Autor: Rudolf Ritz, W. Langewitz, Hartmut Schächinger, C Haberthür
Rok vydání: 1999
Předmět:
Zdroj: Clinical Physiology. 19:143-152
ISSN: 0144-5979
Popis: Beta blockers increase heart rate variability (HRV) and improve survival in coronary artery disease (CAD). The benefit of beta blockers with intrinsic sympathomimetic activity (ISA) in CAD still remains a matter of debate, and their effect on HRV has not yet been investigated. Therefore, we measured HRV, systolic blood pressure variability (BPV) and baroreflex sensitivity (BRS) under propranolol (PROP, without ISA, 160 mg q.d.), pindolol (PIN, with potent ISA, 15 mg q.d.) and placebo (PLA, q.d.) in 30 healthy subjects, aged 21-39 years, during controlled frequency breathing (0.30 Hz) in supine and tilt positions.
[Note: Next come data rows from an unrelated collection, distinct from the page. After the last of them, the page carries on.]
PR #81, opened 2016-05-24
fix listenedAddr  bug when TCP or UDP bind dynamic port

lovedboy:
when I disable TCP or UDP and  assign listen address  `x.x.x.x:0`, that means I want to use dynamic port to bind, then `listenedAddr` is not the real address. Anyway I think is a good choice to using `Addr().String()` for get bind real address.


anacrolix:
Really need some tests for this.

anacrolix:
Thanks

PR #82, opened 2016-05-25
add a feature: limit send piece rate

lovedboy:
I want to add a feature which use [token bucket](https://en.wikipedia.org/wiki/Token_bucket)  to limit send piece rate.

### DIFF
--- a/config.go
+++ b/config.go
@@ -40,6 +40,9 @@ type Config struct {
 
 	IPBlocklist iplist.Ranger
 	DisableIPv6 bool `long:"disable-ipv6"`
+	LimitSendPieceRate bool `long:"limit-send-piece-rate"`
+	// how many kB can be send every second
+	SendPieceRate uint32 `long:"max-kbyte-can-send-every-second"`
 	// Perform logging and any other behaviour that will help debug.
 	Debug bool `help:"enable debug logging"`
 }
--- a/client.go
+++ b/client.go
@@ -17,7 +17,7 @@ import (
 	"strconv"
 	"strings"
 	"time"
-
+	"github.com/anacrolix/torrent/ratelimit"
 	"github.com/anacrolix/missinggo"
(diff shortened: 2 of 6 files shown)


config.go
```diff
@@ -40,6 +40,9 @@ type Config struct {
 
 	IPBlocklist iplist.Ranger
 	DisableIPv6 bool `long:"disable-ipv6"`
+	LimitSendPieceRate bool `long:"limit-send-piece-rate"`
+	// how many kB can be send every second
+	SendPieceRate uint32 `long:"max-kbyte-can-send-every-second"`
```
Sioro-Neoku: A simpler approach would be to have just the `SendPieceRate` variable, and have the value `0` to represent no limiting.

Also I'm confused why it's unsigned, negative values have no meaning here.

lovedboy: I will update the pr.

lovedboy:
@anacrolix how about the pr?

anacrolix:
I am considering it.

anacrolix:
Here's a small checklist, I hope you don't mind:

1. Use golang.org/x/time/rate for rate limiting, put this in Client, and copy the pointer in Torrent (so that separate rate limiters can be used for torrents).
3. Make use of the rate limiter directly to decide when to upload chunks. It's no good trying to write them out and due to rate limiting, other control messages are stalled.
4. It's probably best if you let callers just set the rate limiter directly on the client. I don't like Config structs that accumulate ridiculous numbers of switches when the user can just configure those external things separately. Client.SetUploadRateLimiter(...).
5. Create a test like testClientTransfer, that applies rate limiting to the leecher and seeder, and in those circumstances, ensure that the transfer takes an appropriate amount of time.
6. Make it clear that this upload rate limiting is on pieces only. Note that using the copied pointer strategy above, it will make it possible to merge rate limiters as the user desires.
7. Use goimports to format your import blocks.

PR #84, opened 2016-06-01
fix disabling of global bootstrap servers

gdouezangrard:
A missing condition leaves the default root servers to be added even if `NoDefaultBootstrap` is `true` and no custom bootstrap servers are specified.

This pull request adds the missing check.


anacrolix:
Good catch, I should probably redesign some of the wording and methods in this area sometime.

Issue #50, opened 2015-12-23
Improve start-up efficiency when hashing with file-based storage backends


zhulik:
Hi, i built some torrent downloader based on you package. 

When i tryed to download big torrent (about 15GB), i noticed, that memory usage is really great (about 700MB), CPU usage about 80-90% on one core. htop shows me large number of downloader threads (50 at least) and it's increases. 

At about 15% of downloading i see that messages in logs:
`2015/12/23 08:03:00 error writing chunk: open <path to one of files>: too many open files`

My wrapper around your package is small and thin and can't produce described problems. You can find it [here](https://github.com/zhulik/go_torrent_bot)

It is your bugs or it is my fault and i should play with packge config/tuning go runtime?

For example, transmission-web uses about 100MB of memory and 20-30% of one CPU core with 50 seeding torrents and 1-2 active downloads.

I am newbie in go development and not familiar with golang's profilers, but i want to learn it. I will try to debug this problems in the next few days.

Thanks and sorry for my english!

anacrolix:
Thanks for the report. I believe the cause is the way I offload writes to disk which can be too slow for a fast torrent. If you're using a wrapper, could you try the mmap backed data store as an alternative? I'll address the too many open files issue soon. Thanks.

zhulik:
`If you're using a wrapper, could you try the mmap backed data store as an alternative?`

Can you explain?

anacrolix:
In your code at https://github.com/zhulik/go_torrent_bot/blob/master/main.go#L34, you can set TorrentDataOpener to the mmap.TorrentData backend, an example is here in the tests: https://github.com/anacrolix/torrent/blob/master/fs/torrentfs_test.go#L206. This avoids using Open/Close and file handle overhead. Let me know if it's still a problem with this.

zhulik:
Hi, i hade updated torrent package, set mmap.TorrentData as you told me. 
I see, that memory usage still high, htop shows about 500MB, stable.
CPU usage is high too: 100% of first core + 30-50% of second.

Positive changes: i don't see large numbers of threads, just 7, but on 80% of downloading it was increased to 32. Dowloaded files are valid, no too many open files errors.

Negative:
`2015/12/25 08:25:58 Failed to get updates, retrying in 3 seconds...` in logs after downloading

[...]

PR #87, opened 2016-06-17
initial libtorrent

axet:
Hello!

Based on your great work, I decide to create simple go wrapper to make it library friendly. It would be compatible with C, Java, Android (gomobile build) and can have even better future.

It is not finished yet, but may give you some ideas or point me in the right direction. Just want to make my work synchronised with main tree and your preferencies.

I have to change torrent source because your torrent/ sources missing few options:

  * Between application restarts torrent library should not run consistency checks on files, instead it should check one torrent added, and read runtime information from state file. This require additional Check() method accessed by user.
  * Allow to rename files within torrent. it would require keeping to metainfo for network operations and local file storage.
  * Count network bytes for Client and Torrent objects, so UI can show bandwidth information.

And I have few ideas about real time updates for running torrents, current implementations allows pooling only. But for a library would be nice to have realtime updates for changing torrents and not all torrents on the screen. It can be done if library will notify application about every torrent change (for example if chunk downloaded) and application decide if we need to update UI (for example not often then every second) and stay quiet for torrents without events...

Also if main page would have BEP list would be nice....

work in progress...


client.go
```diff
@@ -1531,6 +1531,101 @@ func (cl *Client) AddTorrentInfoHash(infoHash metainfo.Hash) (t *Torrent, new bo
 	return
 }
 
+// Save torrent to state file, metadata + pices states.
+func (cl *Client) SaveTorrent(t *Torrent) []byte {
+	t.cl.mu.Lock()
+	defer t.cl.mu.Unlock()
+
+	return nil
```
anacrolix: I can't accept an incomplete method for now. There is already Torrent.MetaInfo, and the piece state is dependent on the storage backend, and should be relevant there. File/mmap backends for example do require some state to be added, I've indicated my preferred solution for this here https://github.com/anacrolix/torrent/issues/50#issuecomment-167460940.

client.go
```diff
@@ -1531,6 +1531,101 @@ func (cl *Client) AddTorrentInfoHash(infoHash metainfo.Hash) (t *Torrent, new bo
...
+		}
+	}
+	cl.mu.Lock()
+	defer cl.mu.Unlock()
+	if spec.ChunkSize != 0 {
+		t.chunkSize = pp.Integer(spec.ChunkSize)
+	}
+	t.addTrackers(spec.Trackers)
+	return
+}
```
anacrolix: See SaveTorrent.

client.go
```diff
@@ -1531,6 +1531,101 @@ func (cl *Client) AddTorrentInfoHash(infoHash metainfo.Hash) (t *Torrent, new bo
...
+		t.cl.mu.Lock()
+		defer t.cl.mu.Unlock()
+
+		// reopen storage
+		info := t.info
+		t.info = nil
+		t.setInfoBytes(info.Bytes)
+	}
+
+	t.maybeNewConns()
```
anacrolix: I'm not sure what you mean by manually start. Torrent's won't be downloaded until data is requested from them. Excepting Info, which if missing will be fetched from the network.

client.go
```diff
@@ -1531,6 +1531,101 @@ func (cl *Client) AddTorrentInfoHash(infoHash metainfo.Hash) (t *Torrent, new bo
...
+}
+
+// Drop connections from a torrent, prepare to Remove torrent from client or
+// Resume it again. Stop command also cancels check() torrent.
+func (cl *Client) StopTorrent(t *Torrent) {
+	t.close()
+}
```
anacrolix: Just drop the Torrent. I used to have an intermediate "cease networking" state, and it's not worth it.

client.go
```diff
@@ -1531,6 +1531,101 @@ func (cl *Client) AddTorrentInfoHash(infoHash metainfo.Hash) (t *Torrent, new bo
...
+		t.info = nil
+		t.setInfoBytes(info.Bytes)
+	}
+
+	t.check(func() {
+		if restart {
+			cl.StartTorrent(t)
+		}
+	})
+}
```
anacrolix: This may have some value. If user code knows that the data state may be incorrect or have changed considerably, we may want to force a recheck without opening a reader and scanning through the whole torrent ourselves.

axet:
I want to publish library under LGPL3.0. I will create separate repo and keep only changes to your library here

PR #89, opened 2016-07-01
Few features

axet:
Based on your great work, I decide to create simple go wrapper to make it library friendly. It would be compatible with C, Java, Android (gomobile build) and can have even better future.

It is not finished yet, but may give you some ideas or point me in the right direction. Just want to make my work synchronised with main tree and your preferencies.

I have to change torrent source because your torrent/ sources missing few options:

- Between application restarts torrent library should not run consistency checks on files, instead it should check one torrent added, and read runtime information from state file. This require additional Check() method accessed by user.

- Count network bytes for Client and Torrent objects, so UI can show bandwidth information.

- Better network management requires to control when torrent active or paused. And few methods for configure port's for UPNP.

You can see you library (with above changes) in action here:

https://play.google.com/store/apps/details?id=com.github.axet.torrentclient

EDIT: current cmd/* should be updated to support new client.Start()

### DIFF
--- a/client.go
+++ b/client.go
@@ -5,6 +5,7 @@ import (
 	"bytes"
 	"crypto/rand"
 	"encoding/hex"
+	"encoding/json"
 	"errors"
 	"fmt"
 	"io"
@@ -62,7 +63,9 @@ type Client struct {
 	halfOpenLimit int
 	peerID        [20]byte
 	// The net.Addr.String part that should be common to all active listeners.
-	listenAddr     string
+	listenAddr string
+	// listen UDP addr, may be different from TCP port because of UPNP
+	listenUDPAddr  string
 	tcpListener    net.Listener
 	utpSock        *utp.Socket
 	dHT            *dht.Server
@@ -82,6 +85,11 @@ type Client struct {
 	closed missinggo.Event
 
 	torrents map[metainfo.Hash]*Torrent
+
+	// Since we have to have loadTorrent, we woudl like to keep other statistics like all modern torrent apps does.
+	// Usint this data we will be able to measure Client total bandwidth.
+	downloaded int64
+	uploaded   int64
 }
 
 func (cl *Client) IPBlockList() iplist.Ranger {
@@ -303,14 +311,20 @@ func NewClient(cfg *Config) (cl *Client, err error) {
 	if err != nil {
 		return
 	}
+
+	return
+}
+
+// for UPNP handling, do not start DHT before we know ours external ip/port
+func (cl *Client) Start() (err error) {
 	if cl.tcpListener != nil {
 		go cl.acceptConnections(cl.tcpListener, false)
 	}
 	if cl.utpSock != nil {
 		go cl.acceptConnections(cl.utpSock, true)
 	}
-	if !cfg.NoDHT {
-		dhtCfg := cfg.DHTConfig
+	if !cl.config.NoDHT {
+		dhtCfg := cl.config.DHTConfig
 		if dhtCfg.IPBlocklist == nil {
 			dhtCfg.IPBlocklist = cl.ipBlockList
 		}
@@ -323,7 +337,6 @@ func NewClient(cfg *Config) (cl *Client, err error) {
 			return
 		}
 	}
-
 	return
 }
 
@@ -563,12 +576,17 @@ func (cl *Client) dialFirst(addr string, t *Torrent) (conn net.Conn, utp bool) {
 	return
 }
 
-func (cl *Client) noLongerHalfOpen(t *Torrent, addr string) {
+func (cl *Client) noLongerHalfOpen(t *Torrent, addr string) bool {
+	if t.halfOpen == nil {
+		return false
+	}
 	if _, ok := t.halfOpen[addr]; !ok {
-		panic("invariant broken")
+		// halfOpen been closed, drop all past connections
+		return false
 	}
 	delete(t.halfOpen, addr)
 	cl.openNewConns(t)
+	return true
 }
 
 // Performs initiator handshakes and returns a connection. Returns nil
@@ -633,7 +651,13 @@ func (cl *Client) outgoingConnection(t *Torrent, addr string, ps peerSource) {
 	defer cl.mu.Unlock()
 	// Don't release lock between here and addConnection, unless it's for
 	// failure.
-	cl.noLongerHalfOpen(t, addr)
+	if !cl.noLongerHalfOpen(t, addr) {
+		// connection come after torrent was restarted, drop connection
+		if c != nil {
+			c.Close()
+		}
+		return
+	}
 	if err != nil {
 		if cl.config.Debug {
 			log.Printf("error establishing outgoing connection: %s", err)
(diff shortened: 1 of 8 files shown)


anacrolix:
Thanks for submitting this back. It's a lot to digest and I'll do it as I can.

client.go
```diff
@@ -62,7 +63,9 @@ type Client struct {
 	halfOpenLimit int
 	peerID        [20]byte
 	// The net.Addr.String part that should be common to all active listeners.
-	listenAddr     string
+	listenAddr string
+	// listen UDP addr, may be different from TCP port because of UPNP
+	listenUDPAddr  string
```
anacrolix: Peers expect the TCP and UDP ports to be the same. How do you announce to DHT, trackers, and over PEX with this?

client.go
```diff
@@ -1524,12 +1576,235 @@ func (cl *Client) AddTorrentInfoHash(infoHash metainfo.Hash) (t *Torrent, new bo
...
+	// time
+	DownloadingTime int64 `json:"downloading_time,omitempty"`
+	SeedingTime     int64 `json:"seeding_time,omitempty"`
+
+	// .torrent
+	Comment   string `json:"comment,omitempty"`
+	Creator   string `json:"creator,omitempty"`
+	CreatedOn int64  `json:"created_on,omitempty"`
+}
+
```
anacrolix: All this state stuff seems specific to your application, and can be done external to this package.

client.go
```diff
@@ -1524,12 +1576,235 @@ func (cl *Client) AddTorrentInfoHash(infoHash metainfo.Hash) (t *Torrent, new bo
...
+	t.addedDate = s.AddedDate
+	t.completedDate = s.CompletedDate
+
+	t.comment = s.Comment
+	t.creator = s.Creator
+	t.createdOn = s.CreatedOn
+
+	return
+}
+
```
anacrolix: See last.

client.go
```diff
@@ -1524,12 +1576,235 @@ func (cl *Client) AddTorrentInfoHash(infoHash metainfo.Hash) (t *Torrent, new bo
...
+// run file consictency checks and then manually start it. Here are two
+// possibilites: 1) Create *Torrent without adding it to client. 2) Add Torrent
+// to client and do not announce it or download.
+func (cl *Client) StartTorrent(t *Torrent) error {
+	cl.mu.Lock()
+	defer cl.mu.Unlock()
+
+	return cl.startTorrent(t)
+}
+
```
anacrolix: No downloading occurs other than to fetch metainfo until the Torrent is instructed which pieces are wanted. It seems that you want network activity, even just for the metainfo, even in your case?

client.go
```diff
@@ -1872,3 +2178,29 @@ func (cl *Client) banPeerIP(ip net.IP) {
...
 	cl.badPeerIPs[ip.String()] = struct{}{}
 }
+
+func (cl *Client) Stats() (downloaded int64, uploaded int64) {
+	cl.mu.Lock()
+	defer cl.mu.Unlock()
+	downloaded = cl.downloaded
+	uploaded = cl.uploaded
+	return
+}
```
anacrolix: This would be better as a block. Return a ClientStats struct. There will be more values.

connection.go
```diff
@@ -76,6 +76,8 @@ type connection struct {
 	// The peer has everything. This can occur due to a special message, when
 	// we may not even know the number of pieces in the torrent yet.
 	peerHasAll bool
+	// number pieces completed
+	peerCompleted int
```
anacrolix: I think this value can be inferred from the peerHas Bitmap or peerHasAll. It should be a method.

t.go
```diff
@@ -203,3 +219,263 @@ func (t *Torrent) AddTrackers(announceList [][]string) {
...
+	// byte info information
+	Downloaded int64
+	Uploaded   int64
+}
+
+func (t *Torrent) PeersCount() int {
+	t.cl.mu.Lock()
+	defer t.cl.mu.Unlock()
+	return len(t.peers)
+}
```
anacrolix: Stats block.

t.go
```diff
@@ -203,3 +219,263 @@ func (t *Torrent) AddTrackers(announceList [][]string) {
...
+			}
+		}
+		if len(n) > 0 {
+			nn = append(nn, n)
+		}
+	}
+
+	t.metainfo.AnnounceList = nn
+}
+
```
anacrolix: This is needed, good.

t.go
```diff
@@ -203,3 +219,263 @@ func (t *Torrent) AddTrackers(announceList [][]string) {
...
+	}
+	return v
+}
+
+func (t *Torrent) PiecePended(i int) bool {
+	t.cl.mu.Lock()
+	defer t.cl.mu.Unlock()
+
+	return t.pendingPieces.Contains(i)
+}
```
anacrolix: I think there's already a piece state method that should be augmented with this, rather than adding a separate function.

t.go
```diff
@@ -203,3 +219,263 @@ func (t *Torrent) AddTrackers(announceList [][]string) {
...
+		now := time.Now().Unix()
+		if t.seeding() {
+			seeding = seeding + (now - t.activateDate)
+		} else {
+			downloading = downloading + (now - t.activateDate)
+		}
+	}
+	return
+}
+
```
anacrolix: All the above methods belong in one method with a stats struct.

t.go
```diff
@@ -203,3 +219,263 @@ func (t *Torrent) AddTrackers(announceList [][]string) {
...
+func (t *Torrent) Dates() (added int64, completed int64) {
+	added = t.addedDate
```
anacrolix: This isn't the concern of this package.

torrent.go
```diff
@@ -248,21 +300,73 @@ func (t *Torrent) setInfoBytes(b []byte) error {
...
 			t.verifyPiece(i)
+			if t.closed.IsSet() {
+				return
+			}
 		}
 	}()
+}
+
+// for big torrent we need to save CPU time and do not recheck files on disk
+// bettwen application restarts. loadTorrent allows to restore pieces state
```
anacrolix: I mentioned this before, this should be done by augmenting the appropriate storage backend. I recently added this to the file and mmap backends, you could test they have the desired effect on your platform.

anacrolix:
The tracker changes make a lot of sense. We need to clarify the start/stopping of Torrents. The extra stats should be added, but using structs the way I mentioned so as not to create a method for every single one. We also need to clarify the UDP/TCP port difference, and how to do announces due to that. Managing the PMP/NAT traversal from within this package would actually be appropriate I believe, as the package also manages those same ports it wants to tunnel. Some of the state stuff can be moved out.

Are you able to make each of these changes as smaller PRs? If not, I'll probably merge then evict the parts that don't fit, and clean up. Thanks.

axet:
Just take what you feel is right and I will adopt the remaining.

You have to be in charge of your library, and reject all you do not like or do not understand. Otherwise the library will be ruined.

I would like to see more basic stats supported by your code, if not, I keep it in my library. This basic information about torrent statistics and source torrent file, one of it currently lost and then regenerated with not relative information.

I do not really understand your point right now, but you can see my by analysing source code. I'm trying to make your code more features which is expected from torrent library. And pushing more control over network activity (including control for metadata connections - yes I think this is important), torrent content and statistics.

I did not know about UDP/TCP tracker limitation (and it seems like bad design), keep it away for a while.

Lets see what you want to take and how you wan't to implement it and I'll update the rest.

anacrolix:
Cheers, will do. I'll merge what I can over the next few days.

axet:
I see what you telling me. I will move most counters and states to my library with your mechanism of TorrentOpener mechanics. And keep tracker changes and will make a few more public methods here.

t.go
axet: @anacrolix not sure what method are you talking about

PROP increased HRV in the high-frequency (0.15-0.40 Hz) band (PROP 7.4 +/- 1.0; PLA 6.9 +/- 1.4; PIN 6.8 +/- 1.0 ln MI2; P = 0.003), decreased BPV in the low-frequency band (at 0.1 Hz, Mayer waves) (PROP 0.6 +/- 0.7; PLA 1.3 +/- 1.1; PIN 1.2 +/- 1.2 ln mmHg2; P = 0.001) and enhanced BRS (PROP 14.6 +/- 9.5; PLA 8.0 +/- 6.8; PIN 8.7 +/- 6.8 ms mmHg-1; P = 0.001) in the supine position. After passive tilt, PROP decreased HRV in the low-frequency band (PROP 6.1 +/- 0.9; PLA 6.5 +/- 1.1; PIN 6.9 +/- 0.7 ln MI2; P < 0.001) and decreased Mayer waves (PROP 1.8 +/- 0.8; PLA 2.4 +/- 1.0; PIN 2.7 +/- 0.8 ln mm Hg2; P < 0.001). PIN increased the low-frequency HRV response, which is induced by passive tilt (PIN + 0.9 +/- 1.0; PLA + 0.3 +/- 1.3, PROP + 0.3 +/- 1.0 ln MI2; P = 0.026). Our results prove that beta-adrenergic blockade with potent ISA does not increase HRV, has no beneficial effect on autonomic balance and even exaggerates sympathetic responses to passive tilt.